The response must restate all of the data word for word.
(Data section)
PR #123, opened 2026-05-20
fix: panic and crash on schema mismatch in Batch ops

pkit:
## What's Changed

Added a handler for panic in readRecords

Fixes https://github.com/apache/arrow-adbc/issues/2108

### DIFF
--- a/go/bulk_ingestion.go
+++ b/go/bulk_ingestion.go
@@ -333,8 +333,21 @@ func newWriterProps(mem memory.Allocator, opts *ingestOptions) (*parquet.WriterP
 	return parquetProps, arrowProps
 }
 
-func readRecords(ctx context.Context, rdr array.RecordReader, out chan<- arrow.RecordBatch) error {
+func readRecords(ctx context.Context, rdr array.RecordReader, out chan<- arrow.RecordBatch) (err error) {
 	defer close(out)
+	// The bound RecordReader is producer-supplied and may panic from
+	// Next(): arrow-go's C Data import, for example, panics when an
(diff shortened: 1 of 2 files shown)


go/bulk_ingestion.go
```diff
@@ -333,8 +333,21 @@ func newWriterProps(mem memory.Allocator, opts *ingestOptions) (*parquet.WriterP
...
 }
 
-func readRecords(ctx context.Context, rdr array.RecordReader, out chan<- arrow.RecordBatch) error {
+func readRecords(ctx context.Context, rdr array.RecordReader, out chan<- arrow.RecordBatch) (err error) {
 	defer close(out)
+	// The bound RecordReader is producer-supplied and may panic from
+	// Next(): arrow-go's C Data import, for example, panics when an
+	// inbound batch's column count does not match the advertised schema.
+	// Convert any such panic into an ADBC error so the caller gets a
+	// diagnosable failure instead of an aborted host process.
```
(End Data section)
__Solution below__.
PR #123, opened 2026-05-20
fix: panic and crash on schema mismatch in Batch ops

pkit:
## What's Changed

Added a handler for panic in readRecords

Fixes https://github.com/apache/arrow-adbc/issues/2108

### DIFF
--- a/go/bulk_ingestion.go
+++ b/go/bulk_ingestion.go
@@ -333,8 +333,21 @@ func newWriterProps(mem memory.Allocator, opts *ingestOptions) (*parquet.WriterP
 	return parquetProps, arrowProps
 }
 
-func readRecords(ctx context.Context, rdr array.RecordReader, out chan<- arrow.RecordBatch) error {
+func readRecords(ctx context.Context, rdr array.RecordReader, out chan<- arrow.RecordBatch) (err error) {
 	defer close(out)
+	// The bound RecordReader is producer-supplied and may panic from
+	// Next(): arrow-go's C Data import, for example, panics when an
(diff shortened: 1 of 2 files shown)


go/bulk_ingestion.go
```diff
@@ -333,8 +333,21 @@ func newWriterProps(mem memory.Allocator, opts *ingestOptions) (*parquet.WriterP
...
 }
 
-func readRecords(ctx context.Context, rdr array.RecordReader, out chan<- arrow.RecordBatch) error {
+func readRecords(ctx context.Context, rdr array.RecordReader, out chan<- arrow.RecordBatch) (err error) {
 	defer close(out)
+	// The bound RecordReader is producer-supplied and may panic from
+	// Next(): arrow-go's C Data import, for example, panics when an
+	// inbound batch's column count does not match the advertised schema.
+	// Convert any such panic into an ADBC error so the caller gets a
+	// diagnosable failure instead of an aborted host process.
```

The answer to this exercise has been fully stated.